I rapporti numerici tra le diverse comunità religiose non possono essere definiti con precisione. I libanesi residenti in patria sono circa 4 milioni e 200mila. Ma dal 1932 nessun censimento ufficiale ha tracciato una mappa dettagliata del Libano dal punto di vista religioso, anche per non alimentare tensioni e mettere a rischio l’equilibrio politico fondato sulla distribuzione delle cariche istituzionali su base confessionale. Le stime ufficiose vanno valutate prendendo atto del fatto che molte comunità tendono a sopravvalutare il numero dei propri membri, e che le statistiche demografiche ufficiali non tengono in conto le centinaia di migliaia di rifugiati palestinesi.
Secondo proiezioni ricorrenti, che fanno riferimento anche alle statistiche fornite dall’ Intelligence Usa, attualmente i musulmani insieme ai drusi – valutati da soli intorno al 5 per cento - rappresentano circa il sessanta per cento della popolazione libanese, con una prevalenza degli sciiti sui sunniti e i gruppi minori (alawiti, ismailiti) stimati intorno all’1 per cento. I cristiani nel loro insieme raggiungerebbero la percentuale del 40 per cento della popolazione, con i maroniti valutati intorno al 23 per cento del totale.

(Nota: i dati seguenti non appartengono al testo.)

Issue #1603, opened 2026-07-03
Recover dangling certificate -> settlement-job links (+ optional job_id field)


hadjiszs:
Follow-up from PR #1393 review:
- https://github.com/agglayer/agglayer/pull/1393#discussion_r3508368059 (recover dangling links)
- https://github.com/agglayer/agglayer/pull/1393#discussion_r3518581826 (carry `job_id` as a field)

## Context
`SettlementTask::reserve_settlement_job_id()` writes the certificate -> job-id mapping *before*
`save_settlement_job_to_db()` writes the job. A crash or write failure between the two leaves a
certificate mapped to a non-existent settlement job. On restart, settlement-service recovery finds
no job to resume, while the certificate task sees the mapping, moves to `Candidate`, and
`wait_for_settlement()` fails with "No settlement job found".

Related: the certificate task looks the job-id up from storage twice on the resume path —
`process_impl` (to decide to resume) and again in `process_from_candidate` (to wait on it).

## Proposed change
- Teach certificate recovery to handle the dangling-link case — recreate the missing job in storage,
  then wait on it — instead of failing the certificate, aligning this window with the broader RocksDB
  non-atomicity model already used elsewhere.
- While reworking this certificate ↔ job-id linkage, consider carrying the job-id as an optional
  field on the certificate task/state (per the review nit) so the resume path reads it once instead
  of querying storage twice. This fits the storage refactoring the code already defers (the TODO
  around the `process_impl` Proven-reboot block in `certificate_task.rs`).

## Notes
Same non-atomicity class as the residual crash window between epoch assignment and
`write_local_network_state` that the P1 finalization-ordering fix intentionally left open. Consider
covering both here.

## Origin
Pre-existing storage/settlement-service atomicity gap; PR #1393 newly documents and depends on this
invariant from the certificate recovery path.

Ekleog-Polygon:
Follow-up triage (settlement end-game restructure, per Leo): tagged Project = Phase 1 - Stable, Priority = P1. Data-consistency gap (dangling cert -> settlement-job links) — high priority within the stable phase.

hadjiszs:
Merged into #1609 (recovery hardening).

PR #1712, opened 2026-07-29
fix(settlement): persist settlement job and certificate link atomically

### LINKED ISSUE #1609: Settlement-job persistence & recovery hardening (reverse CF + boot skip-and-log)

hadjiszs:
Closes #1609 — the last remaining item (dangling certificate→job link recovery, merged in from #1603). Items 1–2 landed in #1682, which this stacks on.

## Problem
`SettlementTask::create` wrote the certificate→job-id link and then saved the settlement job as two separate writes. A crash in between left a certificate pointing at a job that was never saved; on restart the certificate task reads the link, moves to `Candidate`, and settlement fails with "no settlement job found".

## Approach — close the window instead of recovering from it
A new `insert_settlement_job_with_certificate` writes the job and both link directions (certificate→job and job→certificate) in one atomic batch, insert-only. `create` uses it on the certificate path; the no-certificate path keeps the plain `insert_settlement_job`. The intermediate dangling state can no longer exist.

#1603 originally proposed *recovering* the dangling link on resume, to stay consistent with other tolerated non-atomic windows. This instead *eliminates* the window: the job and both links share one store transaction, so prevention is cheaper than resume-path recovery and removes the failure mode rather than tolerating it (in the spirit of item 1's atomic link batch). The settlement store only exists on test networks so far, so there are no pre-existing dangling links to recover. Happy to switch to the recovery pattern if you'd prefer uniformity.

## Cleanup
Removes `insert_certificate_settlement_job_id` (the link-only writer): with atomic creation it has no callers left and could only ever produce the exact dangling state this prevents. The reader `get_certificate_settlement_job_id` is unchanged.

## Tests
- Storage: the atomic write persists the job + both links; an already-linked certificate is rejected with nothing partially written.
- Settlement service: `create` routes the certificate path through the atomic write.
- Certificate orchestrator: the settlement test simulation now mirrors the single atomic call.


crates/agglayer-settlement-service/src/settlement_task.rs
```diff
@@ -425,7 +425,17 @@ impl<
...
         )
         .await?;
-        let id = Self::reserve_settlement_job_id(store.as_ref(), certificate_id).await?;
+        let id = Self::generate_settlement_job_id().await;
+        // Persist the job and its certificate links in a single atomic write so a
+        // crash can never leave a certificate pointing at a job that was never
+        // saved (issue #1609 item 3).
+        match certificate_id {
+            Some(certificate_id) => {
+                store.insert_settlement_job_with_certificate(&id, &job, &certificate_id)
```
Ekleog-Polygon, line 435: **P2 cleanup: the `StateReader + StateWriter` bounds on `SettlementStore` are now dead**

`insert_certificate_settlement_job_id` was this crate’s last `StateWriter` call; with it gone, no `StateReader`/`StateWriter` method is called anywhere in the crate. The bounds survive at `settlement_task.rs:409`, `settlement_service.rs:83/410/437/464`, and `settlement_service_trait.rs:49`, plus the two imports. Dropping them finishes the cleanup this PR already did for `mock_settlement_persisting`, and types the service as touching only settlement column families.

crates/agglayer-settlement-service/src/settlement_task.rs
```diff
@@ -425,7 +425,17 @@ impl<
...
+            }
+            None => store.insert_settlement_job(&id, &job),
```
Ekleog-Polygon, line 437: **P2 cleanup: drop the `None` path — take `CertificateId` directly and delete `insert_settlement_job`**

The `None` arm is production-dead: `submit_settlement_job` always passes `Some`, and the only other route, tower’s `Service<RequestNewSettlement>`, has no constructors in the repo. Only tests still use the plain insert (`same_wallet_nonce_race.rs`, storage fixtures).

Please make `certificate_id` non-optional through `request_new_settlement`/`RequestNewSettlement`/`create` and delete `SettlementWriter::insert_settlement_job`, porting the test fixtures to the atomic variant — that leaves exactly one way to persist a settlement job. An immediate follow-up PR is fine if the test churn is too much here.

crates/agglayer-storage/src/stores/interfaces/writer/settlement_writer.rs
```diff
@@ -20,6 +21,21 @@ pub trait SettlementWriter: Send + Sync {
         settlement_job: &SettlementJob,
     ) -> Result<(), Error>;
 
+    /// Inserts a settlement job together with its certificate links, in one
+    /// atomic batch: the job, the certificate→job-id forward link, and the
+    /// job-id→certificate reverse link.
+    ///
+    /// Writing all three together means a crash can never leave a certificate
+    /// pointing at a settlement job that was never saved. Insert-only: fails if
+    /// `settlement_job_id` already exists or `certificate_id` already has a
```
Ekleog-Polygon, line 58: **P2 doc: document the single-writer requirement**

The uniqueness check is serialized by job id, not certificate id. This is safe because production calls it only from the certificate task, but the API does not state that assumption. Please document that this method must not be called concurrently with the same `certificate_id`.

crates/agglayer-settlement-service/src/settlement_task.rs
```diff
@@ -425,7 +425,17 @@ impl<
             &control.cancellation_token,
         )
         .await?;
-        let id = Self::reserve_settlement_job_id(store.as_ref(), certificate_id).await?;
+        let id = Self::generate_settlement_job_id().await;
+        // Persist the job and its certificate links in a single atomic write so a
+        // crash can never leave a certificate pointing at a job that was never
+        // saved (issue #1609 item 3).
```
Ekleog-Polygon: **P3 doc: remove the issue reference**

Please drop `(issue #1609 item 3)`. The explanation is already self-contained, while the issue reference will become stale once closed.

Ekleog-Polygon (dismissed):
Nice direction overall. Persisting the settlement job and both certificate mappings in one atomic batch removes the dangling-link crash window at the storage boundary. I prefer this to adding recovery for a state the store should no longer create.

The remaining comments are non-blocking API cleanup and documentation items, so approving.

crates/agglayer-settlement-service/src/settlement_task.rs
hadjiszs: Done — dropped `(issue #1609 item 3)`.

crates/agglayer-settlement-service/src/settlement_task.rs
hadjiszs: Done — removed the `StateReader`/`StateWriter` bounds and both imports across the crate; the service now types as touching only settlement column families.

crates/agglayer-settlement-service/src/settlement_task.rs
hadjiszs: Agreed — taking you up on the follow-up. Deleting `insert_settlement_job` (and making `certificate_id` non-optional) means porting ~50 call sites, mostly storage-test fixtures — too much churn for this PR. I'll do it in a dedicated follow-up.

crates/agglayer-storage/src/stores/interfaces/writer/settlement_writer.rs
hadjiszs: Done — documented that it must not be called concurrently with the same `certificate_id` (the uniqueness check is serialized per job id, and production only calls it from the single per-certificate task).

crates/agglayer-storage/src/stores/state/settlement/mod.rs
```diff
@@ -150,6 +152,53 @@ impl SettlementWriter for StateStore {
...
 
+    fn insert_settlement_job_with_certificate(
+        &self,
+        settlement_job_id: &SettlementJobId,
+        settlement_job: &SettlementJob,
+        certificate_id: &CertificateId,
+    ) -> Result<(), Error> {
+        let settlement_job: v0::SettlementJob = settlement_job.into();
+
+        self.with_settlement_write_lock(settlement_job_id, || {
```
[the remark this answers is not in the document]
hadjiszs: Real concern in the abstract, but it can't occur in production: there's exactly one settlement task per certificate, so this is never called concurrently for the same `certificate_id`. That single-writer requirement is now documented on the method. Keeping storage job-keyed rather than adding certificate-keyed locking avoids extra lock-ordering surface for a case the caller invariant already prevents.

Ekleog-Polygon (approved):
Re-reviewed the current HEAD (`7eb770c`). The review follow-ups are addressed, and the atomic storage and service-routing checks pass locally. The remaining single persistence-path cleanup is follow-up-only, so approving.

crates/agglayer-settlement-service/src/settlement_task.rs
Ekleog-Polygon: Thanks for scoping this out. Please link the follow-up issue or PR here once opened so the single persistence-path cleanup remains tracked.

PR #1714, opened 2026-07-29
fix(storage): back up the state DB when a certificate is proven

### LINKED ISSUE #1704: Keep making enough on-demand backups with the new settlement service
Before settlement-service, we were making on-demand backups pretty often.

Secondo le cifre dell’Annuario Statistico della Chiesa, al 31 dicembre 2011 i cattolici in Libano erano 2.148.000, le circoscrizioni ecclesiastiche 24, i Vescovi 53 (al 31/7/2012), i sacerdoti diocesani 840, i sacerdoti religiosi 703, i diaconi permanenti 33, i religiosi non sacerdoti 147, le religiose 2.650, i catechisti 483, i seminaristi minori 62, i seminaristi maggiori 390. La Chiesa gestisce 647 scuole materne e primarie, 229 scuole medie, 31 scuole superiori e università, 358 centri sanitari, di assistenza e beneficenza. (GV) (Agenzia Fides 11/9/2012)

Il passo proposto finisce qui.